Your answer should consist of the lines in the data below that contain "they".

(Supplied material begins)

PR #6746, opened 2022-01-05
detect-uricontent: convert tests to suricata verify

TheKharleeci:

Link to [redmine](https://redmine.openinfosecfoundation.org/projects/suricata/issues) ticket: https://redmine.openinfosecfoundation.org/issues/4911

Describe changes:
- convert tests to Suricata-verify

suricata-verify-pr: 627


victorjulien:
I think the git message should not say "convert", as it suggests it is converted to something else in the suricata code. I would say something like:

```
detect/uricontent: remove unittests

These tests are reimplemented as Suricata-Verify tests

Ticket ...
```

src/detect-uricontent.c
```diff
@@ -501,1221 +226,6 @@ static int DetectUriSigTest01(void)
...
-        printf("umatch %p or pmatch %p: ", s->sm_lists[g_http_uri_buffer_id], s->sm_lists[DETECT_SM_LIST_PMATCH]);
-        goto end;
-    }
-
-    if (    ((DetectContentData*) s->sm_lists[DETECT_SM_LIST_PMATCH]->ctx)->depth != 15 ||
-            ((DetectContentData*) s->sm_lists[DETECT_SM_LIST_PMATCH]->ctx)->offset != 5 ||
-            ((DetectContentData*) s->sm_lists_tail[g_http_uri_buffer_id]->ctx)->distance != 30 ||
-            ((DetectContentData*) s->sm_lists_tail[g_http_uri_buffer_id]->ctx)->within != 60 ||
-            ((DetectContentData*) s->sm_lists_tail[DETECT_SM_LIST_PMATCH]->ctx)->distance != 45 ||
-            ((DetectContentData*) s->sm_lists_tail[DETECT_SM_LIST_PMATCH]->ctx)->within != 70 ||
```
inashivb, line 942: @victorjulien is it ok to remove these tests? The signatures are used as a part of tests in s-v so it means they were parsed properly but here we're asserting every param in the signature. Also, it does not involve multi layer integrations testing.

victorjulien: Right, this shouldn't be removed, but should be converted to use FAIL_IF/PASS logic (in a separate commit)

src/detect-uricontent.c
```diff
@@ -501,1221 +226,6 @@ static int DetectUriSigTest01(void)
...
-    UTHFreeFlow(f);
-    UTHFreePackets(&p, 1);
-    StreamTcpFreeConfig(true);
-    PASS;
-}
-
-/**
- * \test Test content for dce sig.
- */
-static int DetectUriSigTest08(void)
```
victorjulien, line 1218: same for these rule parsing tests

src/detect-uricontent.c
inashivb: @TheKharleeci let's keep these signature parsing tests here intact (the ones that are *only* parsing signatures) even if we have used this signatures in the suricata-verify tests. Thank you!

TheKharleeci: Ok. Thank you.

TheKharleeci:
Followed by: #6804

PR #6748, opened 2022-01-06
detect: Avoid recomputing ntohl() in addr match

jlucovsky:
Continuation of #6734 

This commit makes a small optimization when comparing IPv4 and IPv6
addresses by making the host order value invariant and calculating the
value once, before entering the loop.

Describe changes:
- Move `SCNtoHL` outside of loop as it's invariant.

Updates:
- Use `memcmp` for address instead of multi-condition `if` clause

#suricata-verify-pr:
#suricata-verify-repo:
#suricata-verify-branch:
#suricata-update-pr:
#suricata-update-repo:
#suricata-update-branch:
#libhtp-pr:
#libhtp-repo:
#libhtp-branch:

### DIFF
--- a/src/detect-engine-address.c
+++ b/src/detect-engine-address.c
@@ -1644,10 +1644,9 @@ int DetectAddressMatchIPv4(const DetectMatchAddressIPv4 *addrs,
         SCReturnInt(0);
     }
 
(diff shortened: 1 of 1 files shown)


jlucovsky:
Continued in #6750

PR #6759, opened 2022-01-08
xbits: error out on unaccepted values

inashivb:
If we have unaccepted values as a part of xbits keyword, they are
silently passed when it should fail. This patch compares the total
length of the raw string with the match patterns and errors out if
anything apart from the matched patterns is present.

Link to [redmine](https://redmine.openinfosecfoundation.org/projects/suricata/issues) ticket: https://redmine.openinfosecfoundation.org/issues/4786

### DIFF
--- a/src/detect-xbits.c
+++ b/src/detect-xbits.c
@@ -196,7 +196,8 @@ static int DetectXbitParse(DetectEngineCtx *de_ctx,
     DetectXbitsData *cd = NULL;
     uint8_t fb_cmd = 0;
     uint8_t hb_dir = 0;
-    int ret = 0, res = 0;
+    int ret = 0, res = 0, rawstr_len = 0;
+    int args_len = 0;
     size_t pcre2len;
     char fb_cmd_str[16] = "", fb_name[256] = "";
     char hb_dir_str[16] = "";
@@ -209,6 +210,7 @@ static int DetectXbitParse(DetectEngineCtx *de_ctx,
         return -1;
     }
     SCLogDebug("ret %d, %s", ret, rawstr);
+    rawstr_len = strlen(rawstr);
     pcre2len = sizeof(fb_cmd_str);
     res = pcre2_substring_copy_bynumber(
             parse_regex.match, 1, (PCRE2_UCHAR8 *)fb_cmd_str, &pcre2len);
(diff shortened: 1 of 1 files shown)


src/detect-xbits.c
```diff
@@ -271,6 +275,33 @@ static int DetectXbitParse(DetectEngineCtx *de_ctx,
...
+                 * up to 2n+1 values, where n = no. of capturing parentheses */
+                if (bufptr != prev_buf) { // FIXME Dangerous check? Could it be wrong in any cases?
+                    args_len += strlen(bufptr);
+                }
+                prev_buf = bufptr;
+            }
+            if (args_len != stripped_rawstr_len) {
+                SCLogError(SC_ERR_INVALID_VALUE, "Invalid values found in the xbits setting");
+                return -1;
+            }
```
inashivb, line 304: This is probably too long and seemingly dirty way to achieve the fix. Better suggestions?

src/detect-xbits.c
```diff
@@ -546,6 +577,87 @@ static int XBitsTestSig02(void)
...
+    Signature *s = DetectEngineAppendSig(de_ctx,
+            "drop http any any -> any any (msg:\"Malicious file detected\"; \
+            filesha256:blacklist; xbits:set, blocked_http, track ip_pair, \
+            expire 3600; sid:2; rev:2;");
+    FAIL_IF_NULL(s);
+
+    DetectEngineCtxFree(de_ctx);
+    XBitsTestShutdown();
+    PASS;
+}
```
inashivb, line 658: Found this test throw a SEGV in s-v but nowhere in the xbits code, during file hash processing. Gotta know better.

inashivb:
OP says on the ticket
> I suggest adding a bit of context which indicates it should be a standalone keyword in the rule and not an "option" to the xbits keyword.

but I see https://github.com/OISF/suricata/blob/master/src/detect-xbits.c#L277 I _think_ this came from `hostbits` implementation but I'm not sure if it should or should not be an acceptable command for `xbits`?

suricata-qa:
ERROR: ASAN TEST FAIL in tlpr1_asan_cfg QA test

Pipeline 5613

victorjulien:
I think especially for the git master I would like to get rid of the pcre use here, and use a simpler tokenizer instead.

victorjulien:
> I think especially for the git master I would like to get rid of the pcre use here, and use a simpler tokenizer instead.

For example like in `DetectDatasetParse` and `DetectMetadataParse`

inashivb:
Replaced w #6905

PR #6766, opened 2022-01-11
Pcap conditional v2.2.12

scottfgjordan:

Describe changes:
- Rebase
- Bugfix where pcap logs weren't being created in the default log mode (LOGMODE_COND_ALL)
- Rebased and updated Suricata Verify to use test.yaml cases. The Surivata-Verify PR doesn't include the fix described here: https://github.com/OISF/suricata-verify/pull/623, but I have tested it locally with those changes to confirm the test cases pass.

suricata-verify-pr: 633

### DIFF
--- a/src/log-pcap.c
+++ b/src/log-pcap.c
@@ -293,7 +293,7 @@ static int PcapLogCloseFile(ThreadVars *t, PcapLogData *pl)
         if (comp->format == PCAP_LOG_COMPRESSION_FORMAT_LZ4) {
             /* pcap_dump_close did not write any data because we call
              * pcap_dump_flush() after every write when writing
-	     * compressed output. */
+             * compressed output. */
             uint64_t bytes_written = LZ4F_compressEnd(comp->lz4f_context,
                     comp->buffer, comp->buffer_size, NULL);
             if (LZ4F_isError(bytes_written)) {
--- a/src/log-pcap.c
+++ b/src/log-pcap.c
@@ -26,7 +26,9 @@
  */
 
 #include "suricata-common.h"
+#include "util-buffer.h"
 #include "util-fmemopen.h"
+#include "stream-tcp-util.h"
 
 #ifdef HAVE_LIBLZ4
 #include <lz4frame.h>
@@ -189,6 +191,7 @@ typedef struct PcapLogData_ {
 
 typedef struct PcapLogThreadData_ {
     PcapLogData *pcap_log;
+    MemBuffer *buf;
 } PcapLogThreadData;
 
 /* Pattern for extracting timestamp from pcap log files. */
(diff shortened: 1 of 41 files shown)


victorjulien:
Scan-build flags 2 issues
```
  CC       stream-tcp-reassemble.o
stream-tcp-reassemble.c:283:21: warning: Result of 'calloc' is converted to a pointer of type 'uint8_t', which is incompatible with sizeof operand type 'char' [unix.MallocSizeof]
                    SCCalloc(1, sizeof(char) * TCPSEG_PKT_HDR_DEFAULT_SIZE);
                    ^~~~~~~~    ~~~~~~~~~~~~
./util-mem.h:36:18: note: expanded from macro 'SCCalloc'
#define SCCalloc calloc
                 ^~~~~~
1 warning generated.

  CC       log-pcap.o
log-pcap.c:721:9: warning: Null pointer passed to 1st parameter expecting 'nonnull' [core.NonNullParamChecker]
        SCMutexLock(&rp->tunnel_mutex);
        ^~~~~~~~~~~~~~~~~~~~~~~~~~~~~~
./threads.h:121:26: note: expanded from macro 'SCMutexLock'
#define SCMutexLock(mut) pthread_mutex_lock(mut)
                         ^~~~~~~~~~~~~~~~~~~~~~~
1 warning generated.
```

jasonish:
Operational observation: It can take a long time for the pcap to flushed to disk in conditional mode (alerts), especially if the flow is short and the ruleset is highly tuned.  Is it possible to do a flush at the end of a flow?

src/log-pcap.c
```diff
@@ -1698,6 +1912,15 @@ static int PcapLogOpenFileCtx(PcapLogData *pl)
     return -1;
 }
 
+char *PcapLogGetFilename(void)
+{
+    /* do we have a file per thread */
+    if (pcap_file_multi != NULL) {
+        return pcap_file_multi;
+    }
+    return NULL;
```
jasonish, line 1921: Can we get this in non-multi mode as well?  With rotation, its still valuable to have no matter what, and consistent.

victorjulien:
> Operational observation: It can take a long time for the pcap to flushed to disk in conditional mode (alerts), especially if the flow is short and the ruleset is highly tuned. Is it possible to do a flush at the end of a flow?

Should this not be per alert? Seems odd to go from flow timeout code back into logging to flush a fp?

jasonish:
> > Operational observation: It can take a long time for the pcap to flushed to disk in conditional mode (alerts), especially if the flow is short and the ruleset is highly tuned. Is it possible to do a flush at the end of a flow?
> 
> Should this not be per alert? Seems odd to go from flow timeout code back into logging to flush a fp?

This would only flush what was written at the time of the alert, the flow may continue for a few packets, and its these packets that may be stuck in the file buffer until another alert triggers on this thread.  So it would be nice to have some flush that happened some time later.

As its a packet logger I think its being called into way more often than it may log, so perhaps just a last flushed variable, and then flush after some interval with no writes? Probably simpler than hooking into a flow logic.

(Supplied material ends)

Written answer:
inashivb, line 942: @victorjulien is it ok to remove these tests? The signatures are used as a part of tests in s-v so it means they were parsed properly but here we're asserting every param in the signature. Also, it does not involve multi layer integrations testing.
If we have unaccepted values as a part of xbits keyword, they are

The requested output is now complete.